Certains législateurs d'État ont adopté une approche différente et ont indirectement ralenti l'expansion de l'infrastructure informatique en annulant les précédentes subventions financières et les politiques d'allégement fiscal en faveur des développeurs de centres de données. L’Ohio, l’Illinois et l’Arizona ont tous suspendu leurs politiques préférentielles cette année.

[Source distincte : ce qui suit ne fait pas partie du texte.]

PR #899, opened 2017-11-23
Added a python script that uses `doc2dash` to build a `Dash.app`-compatible docset for Brian2

DylanMuir:
This script builds a nice docset from the Brian2 docs, which can be used in `Dash.app` or similar clones.

### DIFF
--- a/dev/tools/docs/build_dash_docset.py
+++ b/dev/tools/docs/build_dash_docset.py
@@ -1,0 +1,13 @@
+import brian2
+import sphinx
+import doc2dash
+import sys
+import os
+
+# - Build documentation with Sphinx
+os.chdir('../../../docs_sphinx')
+sphinx.main(['sphinx-build', '-b', 'html', '-d', '_build/doctrees', '.', '_build/html'])
+
+# - Run doc2dash on the built documentation
+os.system('doc2dash _build/html/ -n Brian2 -I index.html -d ..')
+


thesamovar:
Thanks for the PR!

This isn't something I'll ever use, but I'm not against it being included. On the other hand, maybe it makes more sense to be included in another repository? What are your thoughts @mstimberg?

mstimberg:
I think in general `dev/tools/doc` is fine for this kind of script. Does it do more than run `doc2dash` on the standard HTML docs? Maybe the command could instead be stated in the developer docs somewhere (somewhere around here: http://brian2.readthedocs.io/en/stable/developer/guidelines/documentation.html)?

DylanMuir:
The script ensures that brian, sphinx and doc2dash are installed properly (by `import`ing them in python), then runs the commands from the appropriate location. It took me a little bit of playing around to work out how to do it properly, which is why I thought it was worth 'immortalising'. :)

zifeo:
It would be great to have Brian2 as user contributed documentation on Dash!

mstimberg:
Oops, I forgot about this PR... I'll include the script, it does not do any harm and might be useful for some. 

> It would be great to have Brian2 as user contributed documentation on Dash!

I'm not 100% sure what that means, but if you want to provide the Brian2 docs to some contributed-docs repository somewhere, please feel free to do so :)

Issue #900, opened 2017-12-07
Incorrectly connected synapses with numpy target


mstimberg:
The following code does not correctly connect synapses on Brian 2.1.2 when using the numpy target:
```Python
LayerNum = 100
NeuronNum = 3*LayerNum

Neuron = NeuronGroup(NeuronNum, model='')
Link = Synapses(Neuron, Neuron)

Link.connect('i>=LayerNum and i<2*LayerNum and j>=2*LayerNum and j<3*LayerNum')
print('{} new links (start with: {}...)'.format(len(Link),
                                                str([(pre, post)
                                                     for pre, post in zip(Link.i[:10],
                                                                          Link.j[:10])])))
```
With Cython/weave/C++ standalone this does what it is supposed to do:
```
10000 new links (start with: [(100, 200), (100, 201), (100, 202), (100, 203), (100, 204), (100, 205), (100, 206), (100, 207), (100, 208), (100, 209)]...)
```
However, with numpy this results in:
```
90000 new links (start with: [(0, 0), (0, 0), (0, 0), (0, 0), (0, 0), (0, 0), (0, 0), (0, 0), (0, 0), (0, 0)]...)
```
This is a regression, it still worked correctly in 2.0.2.1.

PR #901, opened 2017-12-08
[MRG] Use `&` and `|` instead of `*` and `+` for logical operations in numpy

mstimberg:
In numpy, we were using `*` and `+` to implement logical and/or. This works in general, but can become problematic when the result is used as an index because something like `[0, 0, 1]` is not equivalent to `[False, False, True]`. This could lead to incorrect creation of synapses (see #900).

Why this only manifested recently is unclear, but using arithmetic operators for boolean operations is quite fragile and simply changing the order can change the type:
```pycon
>>> True * False
0

>>> True * False * np.array([True, False])
array([0, 0])

>>> np.array([True, False]) * True * False
array([False, False], dtype=bool)
```

### DIFF
--- a/brian2/parsing/rendering.py
+++ b/brian2/parsing/rendering.py
@@ -145,17 +145,17 @@ class NodeRenderer(object):
         if len(node.comparators)>1:
             raise SyntaxError("Can only handle single comparisons like a<b not a<b<c")
         return self.render_BinOp_parentheses(node.left, node.comparators[0], node.ops[0])
-        
+
     def render_UnaryOp(self, node):
         return '%s %s' % (self.expression_ops[node.op.__class__.__name__],
                           self.render_element_parentheses(node.operand))
-                
+
     def render_Assign(self, node):
         if len(node.targets)>1:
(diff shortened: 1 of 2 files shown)


thesamovar:
I think & and | didn't work in an older version of numpy which is why we didn't use them - I guess the newer version is responsible for it breaking now? Anyway, this looks good to merge to me.

mstimberg:
> I think & and | didn't work in an older version of numpy which is why we didn't use them - I guess the newer version is responsible for it breaking now?

I don't think it's a numpy version issue (the test runs fine with old Brian versions and the most recent numpy), it's a more subtle thing where the order of evaluations can change based on the type of individual variables (`True` vs. `np.bool(True)` or something like that) which is enough to trigger the problem in some cases. But I think you could also come up with examples which fail in earlier Brian versions.

I looked a bit at the discussions back when you wrote this render module, but I did not find a justification for using `*` and `+` (we discussed using `&` vs. `and` in the user code and stuff like that, but not the generated numpy code). I think our handling of boolean variables changed quite a bit since then anyway.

Malgré l’opposition croissante du public, de nombreux politiciens locaux considèrent toujours les centres de données comme le principal moteur de la croissance économique régionale. Le Michigan stipule que les projets de centres de données avec un investissement de plus de 250 millions de dollars et la création de plus de 30 emplois sont exonérés de la taxe de vente et d'utilisation de 6 %, et les incitations fiscales sont valables jusqu'en 2050.

S'appuyant sur cet avantage fiscal, le Michigan a lancé avec succès un certain nombre de grands projets de centres de données. Le 1er juin, la gouverneure Gretchen Whitmer et le PDG d'OpenAI, Sam Altman, ont assisté à la cérémonie d'inauguration de la base « Stargate » du Michigan. Le projet est situé dans la ville de Saline, à une heure de route de Détroit. Whitmer a qualifié le projet de plus grand investissement économique de l'histoire du Michigan et créera 1 500 emplois dans la construction, 450 postes à temps plein dans les centres de données et 1 500 emplois de soutien dans la région.

Juste avant la cérémonie d'inauguration des travaux, le gouvernement de la ville de Salin a voté en septembre de l'année dernière pour rejeter la demande de changement d'affectation du sol et a refusé de construire un centre de données. L'équipe du projet Stargate a poursuivi la ville en justice pour motif de « zonage exclusif » conformément à la loi locale du Michigan, et finalement l'équipe du projet a gagné le procès.

Après que les villes environnantes aient été témoins de cette lutte acharnée judiciaire et du lancement officiel du projet, plus de 20 régions ont successivement introduit des politiques de moratoire sur la construction de centres de données. Aujourd’hui, plus de 50 gouvernements locaux du Michigan ont mis en œuvre des interdictions pertinentes.

Le jeu continue. En avril, un représentant de l'État du Michigan d'un district adjacent au projet Stargate a présenté un projet de loi qui aurait limité à six mois la durée des moratoires temporaires sur les centres de données locaux, mais le projet de loi n'a encore progressé.